Chapter 4. Internationalization in Ruby
Earlier we said that character data was arguably the most important data type. But what do we mean by character data? Whose characters, whose alphabet, whose language and culture?
In the past computing has had an Anglocentric bias, perhaps going back as far as Charles Babbage. This is not necessarily a bad thing. We had to start somewhere, and it might as well be with an alphabet of 26 letters and no diacritic marks (accents and other marks added to a base character).
But computing is a global phenomenon now. Probably every country in the world has at least some computers and some Net access. Naturally everyone would prefer to work with web pages, email, and other data not just in English but in that person's own language.

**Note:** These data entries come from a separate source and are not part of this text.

Issue #174, opened 2019-10-15
<regex>: Should regex_match() use the match_results allocator?


StephanTLavavej:
Reported by https://stackoverflow.com/questions/58399158/use-custom-allocator-for-stdregex-match .

Calling `regex_match()` or `regex_search()` with a `match_results` containing a custom allocator ends up constructing ordinary `vector` containers in `_Matcher`, specifically:

https://github.com/microsoft/STL/blob/6aa3b02fde6f885581279ff28d7a6b4f3e38fcb7/stl/inc/regex#L1650-L1652

The Standard is silent on this topic, but libc++ uses the `match_results` allocator here.

It may be possible to fix this while preserving ABI, by renaming `_Matcher` (which is a large but internal helper class).

Note: `<regex>` mostly ignores the existence of allocators; see LWG-1396 "`regex` should support allocators" and LWG-2216 "`regex_replace(basic_string)` allocator handling" for examples.

DJLink:
Hi,

Ok so apologies if this probably has nothing to do with this, but I'm posting because I feel it could somehow be related.

I'm working on a project that has global new /free operator overloads. Recently regex_match() was added, and now this causes a crash on exit. After a bit of searching, and from what I could understand, regex_match internally we will now use our allocator via global new etc. However if seems that facets template somehow only deletes some things much later one? Now it tries to delete but custom allocator is already gone and crash.

So the question really is, would allowing a custom allocator to match_results somehow work for this, in this case actually forcing a std::malloc use so it can safely free whenever it chooses to? or any other way to do this. Again sorry if this is not related.

Thanks.

muellerj2:
I have a draft fix for #5365, but the layout of `_Loop_vals_t` must be changed for it to be reasonably efficient. This means I will have to rename `_Matcher` (and `_Loop_vals_t` obviously) to preserve ABI. Should I include this issue's proposed change at this opportunity as well?

StephanTLavavej:
@muellerj2 I am somewhat uncomfortable from a risk perspective with the idea of chaining together two significant changes into a single mega-fix, especially when the Standard doesn't speak clearly about this one. Could you make your change pave the way for this potential change, without actually combining them? I'm thinking you could do something like template your `_Matcher2` (or whatever name) on an allocator type, but always use it with `std::allocator` in your PR. That would then make it possible for a later change to use it with a different allocator type, which would be ABI-safe because different specializations don't conflict.

PR #5456, opened 2025-05-01
`<regex>`: Correctly reset capture groups for ECMAScript grammar

### LINKED ISSUE #5365: `<regex>`: Implementation divergence for capture group behavior
```
C:\Temp>type meow.cpp
```
```cpp
#include <cstddef>
#include <exception>
#include <print>
#include <string>

#ifdef USE_BOOST
#include <boost/regex.hpp>
namespace std_or_boost = boost;
constexpr auto library = "boost";
#else
#include <regex>
namespace std_or_boost = std;
constexpr auto library = "std";
#endif

using std::exception, std::print, std::println, std::size_t, std::string;

int main() {
    try {
        println("Library: {}", library);
        const string s{"acbd"};
        const std_or_boost::regex r{"(?:(a)|(b)|(c)|(d))+"};
        std_or_boost::smatch m;
        const bool result{std_or_boost::regex_search(s, m, r)};
        println("regex_search: {}", result);
        for (size_t i = 0; i < m.size(); ++i) {
            print("m[{}]", i);
            if (m[i].matched) {
                println(R"(.str(): "{}")", m[i].str());
            } else {
                println(".matched: false");
            }
        }
        println("Exception: {}", e.what());
    }
}
```

VS 2022 17.14 Preview 2 prints:

```
meow.cpp
Library: std
regex_search: true
m[0].str(): "acbd"
m[1].str(): "a"
m[2].str(): "b"
m[3].matched: false
m[4].str(): "d"
```

microsoft/STL `main` prints the exact same thing (as of https://github.com/microsoft/STL/commit/f2a2933dd65d9e8d3fa698a97b6074f7ef00e1fd with @muellerj2's amazing #5218 merged), so we haven't regressed or improved. #5218 *did* fix several other long-standing bugs in our internal database, so I was surprised to see that this one remained.

And we have implementation divergence! See: https://godbolt.org/z/cjz8PWaf7

libstdc++ 14.2 and Boost 1.87.0 agree, differing only in their Library output:

```
Library: std
regex_search: true
m[0].str(): "acbd"
m[1].str(): "a"
m[2].str(): "b"
m[3].str(): "c"
m[4].str(): "d"
```

```
Library: boost
regex_search: true
m[0].str(): "acbd"
m[1].str(): "a"
m[2].str(): "b"
m[3].str(): "c"
m[4].str(): "d"
```

But libc++ 20.1 says:

```
Library: std
regex_search: true
m[0].str(): "acbd"
m[1].matched: false
m[2].matched: false
m[3].matched: false
m[4].str(): "d"
```

Originally reported as VSO-110491 / AB#110491 (in 2014 or earlier via the now-defunct Microsoft Connect). The original user expected libstdc++/Boost's behavior.

muellerj2:
Fixes #5365 and does some preparatory work for #174.

ECMAScript requires that all capture groups inside a loop are reset to "unmatched" at the start of each repetition. To do this correctly, we have to know the first capture group that appears inside the loop. We actually do not have to know the last one to reset the capture groups correctly: If a loop is repeated, then all capture groups between the first capture group inside the loop and the last one in the regex appear inside this loop or are already unmatched. (Knowing the last capture group inside the loop would avoid some unnecessary work, but given that the number of capture groups is usually low in practice it's not clear that this additional work is worth it when traded against more NFA traversal at the time of matching. This would require some benchmarking.)

To find the first capture group, the matcher now traverses the NFA until it encounters a capture group or has visited all of the nodes inside a loop. For POSIX regexes, the traversal is skipped; instead the first capture group is set to the number of capture groups in the whole expression, which means that no capture groups will be reset when processing loops as required by POSIX semantics.

To avoid this NFA traversal for each repetition, the result of this traversal is now cached in the loop state by extending the type `_Loop_vals_t`. But this means the type `_Loop_vals_t` and `_Matcher` have to be renamed for binary compatibility. At this opportunity, I also make some minor cleanups.

I split this PR into several commits to make reviewing easier:

* Rename `_Matcher` to `_Matcher2` and add a template parameter for an allocator to prepare for #174 as suggested by STL. For now, I'm passing `void` as the allocator argument because it's obviously not an allocator, so we don't have to worry about ABI when allocator support is actually added.
* Fix the type of the `_Ncap` member variable: It should be `unsigned int`, not `int`.
* Remove the member function `_Get_ncap()`: It has become superfluous because the type of `_Ncap` has been corrected.
* Remove the matcher's duplicate member variable `_First` in favor of `_Begin` (to match `_End`).
* Remove the unnecessary local variable `_Cur_iter` in `_Do_rep` to minimally reduce stack consumption.
* Actual fix of #5365:
  - Extend `_Loop_vals_t` and rename it to `_Loop_vals_v2_t`.
  - Add function `_Find_first_inner_capture_group` that recursively traverses the NFA to find the first capture group. The recursive traversal is protected against stack overflow like all other recursive calls in the matcher.
  - Split original `_Do_rep` into `_Do_rep` (doing the main work for any repetition) and  `_Do_rep_first` (doing the preparation before the first repetition).
  - Update `_Do_rep` to reset capture groups.
  - Update `_Do_rep0` to reset capture groups in one for loop. (They already are reset correctly in the other for loop.)
  - Implement `_Do_rep_first` to perform the NFA traversal if necessary and update the loop state accordingly.


stl/inc/regex
```diff
@@ -3231,13 +3231,20 @@ bool _Matcher<_BidIt, _Elem, _RxTraits, _It>::_Do_if(_Node_if* _Node) { // apply
...
     _Tgt_state_t<_It> _St = _Tgt_state;
 
     for (; _Ix < _Node->_Min; ++_Ix) { // do minimum number of reps
+        // GH-5365: We have to reset the capture groups from the second iteration on.
+        // We can avoid the reset for the first iteration
+        // because we know that a simple repetition was not encountered before.
+        if (_Ix > 0) {
+            _Tgt_state._Grp_valid = _St._Grp_valid;
+        }
+
```
muellerj2, line 3247: I think this part of the fix can actually not be observed yet, because it's currently impossible to have a capture group within a loop that is marked simple. But this is a side effect of something I would rather consider a bug: The generation of single-branch `_N_if` nodes, whose existence causes these loops to be marked non-simple.

Even so, we should include this change so that this remains fixed even when we change the parser to no longer emit these unnecessary nodes (or to skip them in the categorization of "simpleness" of these loops).

stl/inc/regex
```diff
@@ -3313,8 +3314,10 @@ bool _Matcher<_BidIt, _Elem, _RxTraits, _It>::_Do_rep(_Node_rep* _Node, bool _Gr
             _Matched0 = _Match_pat(_Node->_End_rep->_Next); // empty, try tail
         } else { // try another required match
             _Psav->_Loop_idx  = _Init_idx + 1;
-            _Psav->_Loop_iter = _STD addressof(_Cur_iter);
-            _Matched0         = _Match_pat(_Node->_Next);
+            _Psav->_Loop_iter = _STD addressof(_St._Cur);
+            _STD fill(_Tgt_state._Grp_valid.begin() + static_cast<ptrdiff_t>(_Psav->_Group_first),
+                _Tgt_state._Grp_valid.end(), false);
```
muellerj2, line 3319: I think we could actually skip all `fill` calls in this function when `_Init_idx` is zero: If so, a repetition of this loop has not been performed before (so the capture groups cannot ever have matched before) or this is the first repetition of this loop when repeating an outer loop (so the capture groups have been reset when the outer loop was repeated).

However, I'm not sure if this makes a noticeable difference for performance or is even a win in practice, because the number of capture groups is usually quite small. This would need some measurement.

stl/inc/regex
```diff
@@ -3313,8 +3314,10 @@ bool _Matcher<_BidIt, _Elem, _RxTraits, _It>::_Do_rep(_Node_rep* _Node, bool _Gr
...
         } else { // try another required match
             _Psav->_Loop_idx  = _Init_idx + 1;
-            _Psav->_Loop_iter = _STD addressof(_Cur_iter);
-            _Matched0         = _Match_pat(_Node->_Next);
+            _Psav->_Loop_iter = _STD addressof(_St._Cur);
+            _STD fill(_Tgt_state._Grp_valid.begin() + static_cast<ptrdiff_t>(_Psav->_Group_first),
+                _Tgt_state._Grp_valid.end(), false);
+            _Matched0 = _Match_pat(_Node->_Next);
         }
     } else if (_Longest) { // longest, try any number of repetitions
```
muellerj2, line 3322: There are no `fill` calls when `Longest` is true because this case is POSIX-only.

StephanTLavavej (approved):

StephanTLavavej:
Thanks, this is great! :heart_eyes_cat: I pushed a conflict-free merge with `main` and minor stylistic cleanups.

StephanTLavavej:

StephanTLavavej:
Thanks for resetting all of these bugs! :rewind: :lady_beetle: :joy_cat:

Human written languages are amazingly diverse. Some are nearly phonetic; others are hardly phonetic at all. Some have true alphabets, whereas others are mostly large collections of thousands of symbols evolved from pictograms. Some languages have more than one alphabet. Some are intended to be written vertically; some are written horizontally, as most of us are used tobut from right to left, as most of us are not used to. Some alphabets are fairly plain; some have letters adorned with a bewildering array of dots, accents, circles, lines, and ticks. Some languages have letters that can be combined with their neighboring letters in certain circumstances; sometimes this is mandatory, sometimes optional. Some languages have the concept of upper- and lowercase letters; most do not.
We've come a long way in 25 years or so. We've managed to create a little order out of the chaos of characters and languages.
If you deal much with programming applications that are meant to be used in linguistically diverse environments, you know the term internationalization. This could be defined as the enabling of software to handle more than one written language.
Related terms are multilingualization and localization. All of these are traditionally abbreviated by the curious practice of deleting the middle letters and replacing them with the number of letters deleted:
def shorten(str) (str[0..0] + str[1..-2].length.to_s + str[-1..-1]).upcase end shorten("internationalization") # I18N shorten("multilingualization") # M17N shorten("localization") # L10N
The terms I18N and M17N are largely synonymous; globalization has also been used, but this has other meanings in other contexts. The term L10N refers to something a little broaderthe complete support for local conventions and culture, such as currency symbols, ways of formatting dates and times, using a comma as a decimal separator, and much more.
Let's start by examining a little terminology, since this area of computing is fairly prone to jargon. This will also include a little history, since the current state of affairs makes sense only as we view its slow evolution. The history lessons will be kept to a minimum.